De schenkingsakte is door de onvolledige informatie waarop de toestemming van de Rechter-Commissaris is gebaseerd strafrechtelijk onrechtmatig verkregen.

De strafzaak tegen belanghebbende is geseponeerd. Hij is ten onrechte als verdachte aangemerkt.

De inspecteur heeft via een beroep op art. 55 van de AWR de beschikking gekregen over de schenkingsakte en heeft naar aanleiding daarvan vragen gesteld aan belanghebbende.

Mag de inspecteur de schenkingsakte gebruiken voor de belastingheffing?

Beslissing Hoge Raad

Volgens de Hoge Raad mag de inspecteur de schenkingsakte gebruiken. Het feit dat de schenkingsakte strafrechtelijk op onrechtmatige wijze is verkregen, leidt niet tot uitsluiting van het gebruik daarvan door de inspecteur.

Eerdere arresten van de Hoge Raad

In het arrest van 1 juli 1992 (HR 1 juli 1992, nr. 26.331, ECLI:NL:HR:1992:ZC5028) heeft de Hoge Raad als regel vooropgesteld dat de omstandigheid, dat het bewijs jegens belanghebbende strafrechtelijk onrechtmatig is verkregen, voor de inspecteur op zich zelf geen beletsel hoeft te zijn om die bewijsmiddelen te gebruiken.

Als die situatie zich voordoet, zal volgens de Hoge Raad moeten worden beoordeeld of de inspecteur handelt in strijd met de algemene beginselen van behoorlijk bestuur, in het bijzonder het zorgvuldigheidsbeginsel.

Van strijd met algemene beginselen van behoorlijk bestuur is volgens de Hoge Raad geen sprake als de inspecteur zonder wettelijke belemmering kennis had kunnen nemen van het materiaal.

Volgens de Hoge Raad is het gebruik van strafrechtelijk onrechtmatig verkregen bewijs alleen dan niet toegestaan als het is verkregen op een wijze die ‘zozeer indruist tegen hetgeen van een behoorlijk handelende overheid mag worden verwacht, dat dit gebruik onder alle omstandigheden ontoelaatbaar moet worden geacht’.

In het arrest van 20 maart 2015 (HR 20 maart 2015, nr. 13/03959, ECLI:NL:HR:2015:643) heeft de Hoge Raad beslist dat strafrechtelijk onrechtmatig verkregen bewijs slechts in uitzonderlijke gevallen als bewijs in belastingzaken wordt uitgesloten. Daarvoor moet volgens de Hoge Raad een belangrijk (strafvorderlijk) voorschrift of rechtsbeginsel dusdanig zijn geschonden, dat de uitkomst van dat onderzoek ook in een belastingzaak van het bewijs dient te worden uitgesloten.
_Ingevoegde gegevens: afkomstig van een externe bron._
PR #284, opened 2021-01-21
Json for postgres

brianolson:
## Summary

Fix handling of some transactions whose JSON encoding would fail to be received by PostgreSQL. Emit stricter JSON, keys are strings, strings are utf8 or base64

## Test Plan

Tested against test data from go-algorand e2e test scripts (including new data added there to exercise this condition).


tsachiherman (commented):
Two things that I think that are still missing here:
    - The value in the jt.EvalDelta.GlobalDelta/jt.EvalDelta.LocalDeltas needs also to be encoded in base64.
    - When making a query, you would need to make a b64 decode to restore the original byte array.

brianolson:
Indexer mostly doesn't use the json encoding of the txn. A few specific fields are used in filters but they aren't affected by this change. The value side of fields was already base64, just the key strings needed fixup.

tsachiherman:
> Indexer mostly doesn't use the json encoding of the txn. A few specific fields are used in filters but they aren't affected by this change. The value side of fields was already base64, just the key strings needed fixup.

I meant that when a new block is being received and applied, you need to decode the old keys since these might need to get overridden by the new ones. ( i.e. the old one is the b64('key') whereas the new one just just the `key` )

idb/postgres/postgres_migrations.go
```diff
@@ -34,6 +34,7 @@ func init() {
 		{m3acfgFix, false, "Recompute asset configurations with corrected merge function."},
 		{m4RewardsAndDatesPart1, true, "Update DB Schema for cumulative account reward support and creation dates."},
 		{m5RewardsAndDatesPart2, false, "Compute cumulative account rewards for all accounts."},
+		{m6MarkTxnJSONSplit, true, "record round at which txn json recording changes, for future migration to fixup prior records"},
```
winder, line 37: This will cause `m5RewardsAndDatesPart2` to block, so it will need to be moved to m4.

brianolson: m5 has been released as 2.3.0, so I don't think we can move it.
m5 only becomes blocking if both are applied at the same time. If an Indexer has been upgraded to 2.3.0, then this (call it 2.3.1 ?) should be fine.

winder (approved):

PR #288, opened 2021-01-25
Will/prevent concurrent update

winder:
## Summary

This seems to fix the multiple writer issue.

## Test Plan

I have a version of sandbox which launches multiple sandbox instances. Without this fix it reliably double-counts transactions. With this fix things are correct.


winder:
This PR is obsolete. Closing.

PR #289, opened 2021-01-26
Round writer check

brianolson:
## Summary

Simplify daemon import code. Always do round-update inside CommitRoundAccounting even if no txns.
Fix --keep-temps in e2elive.py
multi-writer resistance: CommitRoundAccounting will rollback if metastate has already recorded a round >= the round being committed.
Fix sql usage to actually be ACID

## Test Plan

Passes e2e tests.


idb/postgres/postgres.go
```diff
@@ -1222,6 +1232,11 @@ ON CONFLICT (addr, assetid) DO UPDATE SET amount = account_asset.amount + EXCLUD
 			return
 		}
 	}
+	if istate.AccountRound >= int64(round) {
```
winder, line 1235: I think there's a race condition here. If both transactions run the select before the upsert then they could both still be committed.

What do you think about
1) Removing the metastate query and setting the account round directly with `WHERE round < $1`.
2) Returning an error if the updated rows equal zero (meaning another transaction beat us to the punch)

idb/postgres/postgres.go
```diff
@@ -39,6 +40,9 @@ const stateMetastateKey = "state"
 const migrationMetastateKey = "migration"
 const specialAccountsMetastateKey = "accounts"
 
+// Be a real ACID database
+var serializable = sql.TxOptions{Isolation: sql.LevelSerializable}
```
winder, line 44: I'm confused at how this helps. I thought we need to enable dirty reads with `sql.LevelReadUncommitted` in order to see if multiple transactions are working on the same data concurrently.

winder: Looks like it will fail when each transaction tries to write the same thing with different values. Nice.

idb/dummy.go
```diff
@@ -218,7 +218,7 @@ type IndexerDb interface {
 	// YieldTxns returns a channel that produces the whole transaction stream after some round forward
 	YieldTxns(ctx context.Context, prevRound int64) <-chan TxnRow
 
-	CommitRoundAccounting(updates RoundUpdates, round, rewardsBase uint64) (err error)
+	CommitRoundAccounting(updates RoundUpdates, round uint64, blockPtr *types.Block) (err error)
```
winder, line 221: What do you think about adding `round` to the `RoundUpdates` object instead of adding a new parameter?

winder: We could put the block data in there as well actually.

brianolson: Yes, and I got started making this change, then stopped. RoundUpdates is used heavily in accounting/ code; but those two fields are just metadata to CommitRoundAccounting().
Alternate theory: RoundUpdates struct definition could move to the accounting package.
Not sure which way I want to go so I guess leave it for now?

winder (approved):
LGTM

In het arrest van 20 maart 2015 heeft de Hoge Raad niet herhaald de formulering over ‘bewijsmiddelen waarvan de inspecteur zonder wettelijke belemmering kennis kan nemen’. De Hoge Raad heeft in dit arrest verder beslist dat deze zeer terughoudende uitsluiting van strafrechtelijk onrechtmatig verkregen bewijs in belastingzaken, in gevallen waarin artikel 6 EVRM daartoe niet dwingt, op een adequate wijze tot uitdrukking komt in het “zozeer-indruist-criterium”.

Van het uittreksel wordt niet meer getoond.